How well can pitchers control the critical speed factor? Some control it very well indeed -- the late, slight break of the slider is what makes that pitch so effective, and speed is the key. What looks like a fastball actually slows down enough to start curving just inches in front of the plate.
The most mysterious pitch in baseball is the knuckleball. It's a hard pitch to master, and its behavior is unpredictable. Tom Candiotti, celebrated knuckleball pitcher, describes it this way: "It's a strange pitch. You throw the pitch so there's little or no spin at all to it. And I guess when you do that . . . when you throw a ball that has little or no rotation on it . . . the ball . . . I don't know if it's wind or something . . . but it makes it move certain ways -- up, down, around. Sometimes you throw it in circles."
The ideal knuckleball rotates about a quarter of a revolution on its way to the plate. Without the stabilizing gyroscopic effect of spinning, the ball becomes aerodynamically unstable, and the raised seams create an uneven flow of air over the surface of the ball, pushing it one way or another.

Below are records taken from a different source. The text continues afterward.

PR #425, opened 2020-03-11
SWIFT-224 Optimize removing elements from documents

JamesHeppenstall:


Sources/MongoSwift/BSON/Document.swift
```diff
@@ -395,8 +422,12 @@ extension Document {
                 if let newValue = newValue {
                     try self.setValue(for: key, to: newValue)
                 } else {
-                    // TODO: SWIFT-224: use va_list variant of bson_copy_to_excluding to improve performance
-                    self = self.filter { $0.key != key }
+                    let bsonOpt = bson_new()
+                    withVaList([]) { bson_copy_to_excluding_noinit_va(self._bson, bsonOpt, key, $0) }
+                    guard let bson = bsonOpt else {
```
kmahar: I think it would probably be better to check that the return value of `bson_new` is non-null before passing it into `bson_copy_to_excluding_noinit_va`. if it is null, we would likely crash in that method before getting to the fatal error.

that said, we will probably never even hit the earlier fatal error, either.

Famed hitting instructor Charley Lau claims, "There are only two theories on hitting the knuckleball. Unfortunately, neither of them works." But it is a tough pitch to throw, and because the ball moves so slowly, if it doesn't "knuckle," it's more than likely to end up in the bleachers.

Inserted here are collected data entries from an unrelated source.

PR #426, opened 2020-03-19
SWIFT-738 Make ReadPreference a struct

kmahar:
This change makes `ReadPreference` a struct which is backed by an instance of a private class wrapping the libmongoc type.


Sources/MongoSwift/ReadPreference.swift
```diff
@@ -109,61 +97,97 @@ public final class ReadPreference {
...
             }
-
-            let tags = try BSONEncoder().encode(Document(tagSets.map { .document($0) }))
-            mongoc_read_prefs_set_tags(self._readPreference, tags._bson)
+            let tags = Document(tagSets.map { .document($0) })
+            mongoc_read_prefs_set_tags(self.readPref, tags._bson)
         }
 
         if let maxStalenessSeconds = maxStalenessSeconds {
+            guard mode != .primary else {
```
kmahar: reading the docs I realized this is an invalid combo we had previously missed.

patrickfreed: One way to prevent this at the type level is to define `ReadPreference` as an enum where only the cases that can have thees fields have them defined. 
e.g.
```swift
enum ReadPreference {
    case primary,
    case secondary(maxStaleness: Int? = nil, tagSets: [Document]? = nil),
    case nearest(maxStaleness: Int? = nil, tagSets: [Document]? = nil),
    ...
}

let primary = ReadPreference.primary
let secondary = ReadPreference.secondary(maxStaleness: 123)
let compileError = ReadPrefernce.primary(maxStaleness: 123)
// etc
```
This has the unfortunate problem of not being able to have any private data, meaning the private class approach won't be able to work with it. I would say that from a user's perspective, this might be a mildly more convenient API. What do you think?

kmahar: hmmmm very interesting idea. I agree it does seem mildly better. should read concern also be an enum? all it is now is a struct wrapping an enum... 🤔 write concern could maybe be one too. enums really are addictive... I guess my main concern for all of these is, do we think we could end up needing to add more cases in the future? I don't know how much it would really matter if so because users probably aren't switching on these types themselves in the same way you would with e.g. errors.

patrickfreed: We have the `Mode` enum, so even if `ReadPreference` isn't an enum itself, we're still facing the "adding more cases" problem unless we add an `.other` case. It looks like going all the way back to 2.2 had [the same read preferences](https://docs.mongodb.com/v2.2/applications/replication/#read-preference), so we're probably good here.

I think `WriteConcern` is probably okay as a struct. Because each case of `w` is compatible with both journal and `wtimeoutMS`, we don't gain too much from making it an enum. The syntax would be a little less verbose, but it wouldn't really map to to the schema of a write concern:
```swift
let wc: WriteConcern = .majority(journal: true, wTimeoutMS: 100)
```
vs:
```
{ w: <value>, j: <boolean>, wtimeout: <number> }
```

`ReadConcern` does look like it could just be an enum. It already has the `.other` case, so its forward compatible. It looks like every version of MongoDB since read concern has been released has added a new read concern mode, so that case is definitely necessary.

patrickfreed: Something to note: the read concern spec is [relatively explicit](https://github.com/mongodb/specifications/blob/master/source/read-write-concern/read-write-concern.rst#read-concern) about the layout of a read concern being a class with a single level field. [This section](https://github.com/mongodb/specifications/blob/master/source/read-write-concern/read-write-concern.rst#unknown-levels-and-additional-options-for-string-based-readconcerns) seems to indicate that new options (in addition to new levels) could potentially be added to read concerns in the future, meaning a straight enum might not be the best choice. There's also the benefit of consistency between read/write concerns if they're both enums.

kmahar: sorry for my delay on revisiting this. so I just spent a while speculatively making these changes to see how it would go. some things that came up:

1) so I defined the enum as follows:
```swift
public enum ReadPreference: Equatable {
    case primary
    case primaryPreferred(maxStalenessSeconds: Int? = nil, tagSets: [Document]? = nil)
    case secondary(maxStalenessSeconds: Int? = nil, tagSets: [Document]? = nil)
    case secondaryPreferred(maxStalenessSeconds: Int? = nil, tagSets: [Document]? = nil)
    case nearest(maxStalenessSeconds: Int? = nil, tagSets: [Document]? = nil)
}
```

usage comparison:
```swift
/// 1. creating a new primary read preference as a variable
let rp = ReadPreference(.primary) // old
let rp = ReadPreference.primary // new
let rp: ReadPreference = .primary // alternate new

/// 2. creating a new non primary read preference (with no additional opts) as a variable
let rp = ReadPreference(.secondary) // old
let rp = ReadPreference.secondary() // new, also unexpected to me that I needed the ()! 
let rp: ReadPreference = .secondary() // alt new

/// 3. creating a new non primary read preference (with additional opts) as a variable
let rp = try ReadPreference(.secondary, tagSets: [...]) // old
let rp = ReadPreference.secondary(tagSets: [...]) // new
let rp: ReadPreference = .secondary(tagSets: [...]) // alt new

/// 4. passing a *primary* read preference directly into an options initializer
let opts = RunCommandOptions(readPreference: ReadPreference(.primary)) // old
let opts = RunCommandOptions(readPreference: .primary) // new

/// 5. passing a non-primary read preference (no opts) directly into options initializer
let opts = RunCommandOptions(readPreference: ReadPreference(.secondary)) // old
let opts = RunCommandOptions(readPreference: .secondary()) // new

/// 6. passing a non-primary read preference (with additional opts) directly into options initializer
let opts = try RunCommandOptions(readPreference: ReadPreference(.secondary, tagSets: [...])) // old
let opts = RunCommandOptions(readPreference: .secondary(tagSets: [...])) // new
```

to me, the only place we really see much improvement here is in the case where you are directly passing a read preference into an options struct. this may be the most common usage, so maybe that should be prioritized, but I'm not positive. 

otherwise, I think the "enum with optional associated values" thing is a littler weird, because as I noted above it was unexpected to me that I had to add the parentheses in to make it compile. maybe people know that but I do wonder if it introduces a usability tradeoff.

2) although the enum solves the problem of "when you are allowed to use max staleness and tag sets", there isn't a great place to handle the error re: max staleness value being too small. we can't do it while initializing, so I guess we'd have to do it in the `withMongocReadPreference` helper, which would then have to throw unconditionally. that's not catastrophic, but does delay the error reporting until later on.


so overall I'm not totally sure where I stand here after actually trying this out. I think the enum is a bit more convenient in one situation syntactically but in others doesn't seem to help out much otherwise since there is still an error case we need to handle eventually.

cc @mbroadst as well since more API discussion 🙂

patrickfreed: I did a brief survey of other drivers to see how they handled this:
- PyMongo: separate class per read preference mode ([docs](https://api.mongodb.com/python/current/api/pymongo/read_preferences.html))
- Go: struct with mode / tag sets / maxStaleness, but it has various static methods for creating specific ones ([docs](https://godoc.org/go.mongodb.org/mongo-driver/mongo/readpref#ReadPref))
- Node: object with mode / tag sets / maxStaleness ([docs](https://mongodb.github.io/node-mongodb-native/api-generated/readpreference.html))
- C#: class with mode / tag sets / maxStaleness ([docs](https://mongodb.github.io/mongo-csharp-driver/2.7/apidocs/html/M_MongoDB_Driver_ReadPreference__ctor.htm))
- Java: abstract class with a bunch of static methods for each mode, no public constructor though ([docs](http://mongodb.github.io/mongo-java-driver/3.6/javadoc/com/mongodb/ReadPreference.html))

None of these languages have enums with associated values though, so I'm not sure how useful the survey results are to answering our question.

One interesting idea we could explore that go / java seem to do is to define a bunch of static methods on `ReadPreference` used to initialize  the various modes. This is similar to that error proposal you sent in slack a little while back. e.g.:
```swift
struct ReadPreference {
    public static func primary() -> ReadPreference { ... }
    public static func primaryPreferred(tagSets = nil, maxStaleness = nil) throws -> ReadPreference { ... }
    // etc...
}
```
This is essentially the same thing as an enum, but it allows us to do whatever validation we need to. I was originally leaning more towards enum because I didn't like the idea of throwing in the read preference initializer, but I've sort of gotten over that. "throwing" in Swift isn't like throwing an exception in C++ (where I think this idiom of not throwing in a constructor came from) or Java, it's just sugar around returning a `Result<T>`, so it's not like there's performance concerns. Also, we're already doing this in `WriteConcern`'s initializer and probably will continue to do so.

mbroadst: Does this work:
```
struct ReadPreference {
    let mode: Mode

    public static let primary    = ReadPreference(.primary)
    public static let secondary  = ReadPreference(.secondary)
    public static let nearest   = ReadPreference(.nearest)

    public enum Mode {
        case primary
        case secondary
        case nearest
    }
}
```

```
coll.insertOne({ a: 42 }, readPreference: .nearest);
```
?

kmahar: I like this idea, and yes @mbroadst we could have those in addition for the cases where you don't want to pass in any parameters. 

so if we define the type like
```swift
public struct ReadPreference {
    public enum Mode {
        case primary
        case secondary
        case nearest
    }

    public let mode: Mode
    public let maxStalenessSeconds: Int?
    public let tagSets: [Document]?

    public static let primary = ReadPreference(.primary)
    public static let secondary = ReadPreference(.secondary)
    public static let nearest = ReadPreference(.nearest)

    static func secondary(maxStalenessSeconds: Int? = nil, tagSets: [Document]? = nil) throws -> ReadPreference {
        return try ReadPreference(.secondary, maxStalenessSeconds: maxStalenessSeconds, tagSets: tagSets)
    }

    static func nearest(maxStalenessSeconds: Int? = nil, tagSets: [Document]? = nil) throws -> ReadPreference {
        return try ReadPreference(.nearest, maxStalenessSeconds: maxStalenessSeconds, tagSets: tagSets)
    }

    /// this init allows us to create the static properties without a `try` (we can't throw from that spot)
    internal init(_ mode: Mode) {
        self.mode = mode
        self.maxStalenessSeconds = nil
        self.tagSets = nil
    }
 
    /// all the static methods with parameters call through to here
    internal init(_ mode: Mode, maxStalenessSeconds: Int? = nil, tagSets: [Document]? = nil) throws {
        // do validation of max staleness etc here
        self.mode = mode
        self.maxStalenessSeconds = maxStalenessSeconds
        self.tagSets = tagSets
    }
}
```

then usage looks like:
```swift
let rp1 = ReadPreference.primary
let rp2 = ReadPreference.secondary
let rp3 = try ReadPreference.secondary(maxStalenessSeconds: 200)

let opts1 = RunCommandOptions(readPreference: .primary)
let opts2 = RunCommandOptions(readPreference: .secondary)
let opts3 = try RunCommandOptions(readPreference: .secondary(maxStalenessSeconds: 200))
```

this seems like a nice mix between the enum approach and the struct approach, I like it

kmahar: my only concern is if this API pattern with static methods and properties pretending to be enums is discoverable/intuitive to users since it's kind of tricky how it works, but I guess SwiftPM does use it 🙂

mbroadst: nice! Let's do it

Sources/MongoSwift/ReadPreference.swift
```diff
@@ -134,36 +255,35 @@ public final class ReadPreference {
...
-}
 
-/// An extension of `ReadPreference` to make it `Equatable`.
-extension ReadPreference: Equatable {
-    public static func == (lhs: ReadPreference, rhs: ReadPreference) -> Bool {
-        lhs.mode == rhs.mode && lhs.tagSets == rhs.tagSets &&
-            lhs.maxStalenessSeconds == rhs.maxStalenessSeconds
+    fileprivate var maxStalenessSeconds: Int? {
+        let maxStaleness = mongoc_read_prefs_get_max_staleness_seconds(self.readPref)
+        return maxStaleness == MONGOC_NO_MAX_STALENESS ? nil : Int(exactly: maxStaleness)
```
kmahar, line 283: this could technically return nil if you were on a 32 bit machine and somehow got a hold of a libmongoc read preference with a max staleness value greater than Int32.max, but that seems pretty unlikely. but if you think it would be better to fatal error or something here let me know.

kmahar:
Ok, I've updated to use the approach we discussed above.

Sources/MongoSwift/ReadPreference.swift
```diff
@@ -50,81 +49,203 @@ public final class ReadPreference {
...
     }
 
-    /// The tags of this `ReadPreference`
-    public var tagSets: [Document] {
-        guard let bson = mongoc_read_prefs_get_tags(self._readPreference) else {
-            fatalError("Failed to retrieve read preference tags")
-        }
-        // we have to copy because libmongoc owns the pointer.
-        let wrapped = Document(copying: bson)
+    /// Optionally specified tag sets, indicating a member or members of a replica set to target.
```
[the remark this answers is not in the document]
kmahar: updated here and in the static method docstrings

The knuckleball effect can be achieved with a simpler and more reliable, though illegal, pitch: the spitball. If the pitcher adds a little dab of spit, vaseline, soap, slippery elm juice, or whatever to his fingertips, the pitched ball will squirt out of his hand like a watermelon seed, with a minimum of spin but a maximum of effect: upon reaching the plate, the ball can suddenly drop up to two feet.
Once widespread and successful, spitters were outlawed in 1920 due to their unsanitary nature, and in that year Babe Ruth hit almost twice as many home runs as he had the year before. Some pitchers pride themselves on getting away with this illegal pitch, daring umpires to find where they are hiding the gunk that they somehow manage to transfer to the ball just before they throw it.
Consider, also, the plight of the batter. In essence, he's given a round bat, pitched a round ball, and is somehow expected make a square hit. Pitcher Jim Poole sums it up this way: "Part of the key to our game is to keep giving the hitters different appearances of the ball. Some go straight down, some fade away, some go in."
Faced with such uncertainties, batters, like pitchers, may also use physics to alter their tools and better their odds, sometimes illegally. Batters, for instance, may put cork, superballs, or tubes of mercury in hollowed-out bats to surreptitiously alter their center of compression or center of mass. The pitcher, on the other hand, may have scuffed the ball on a belt buckle or ring to change its aerodynamics. At one time, teams put balls in refrigerators before games to make them less elastic when the big hitters came to town.
In the final analysis, it still comes down to the pitcher, the batter, and their individual abilities. As Bob Veale, who played for the Boston Red Sox, once observed, "Good pitching will beat good hitting anytime...and vice-versa."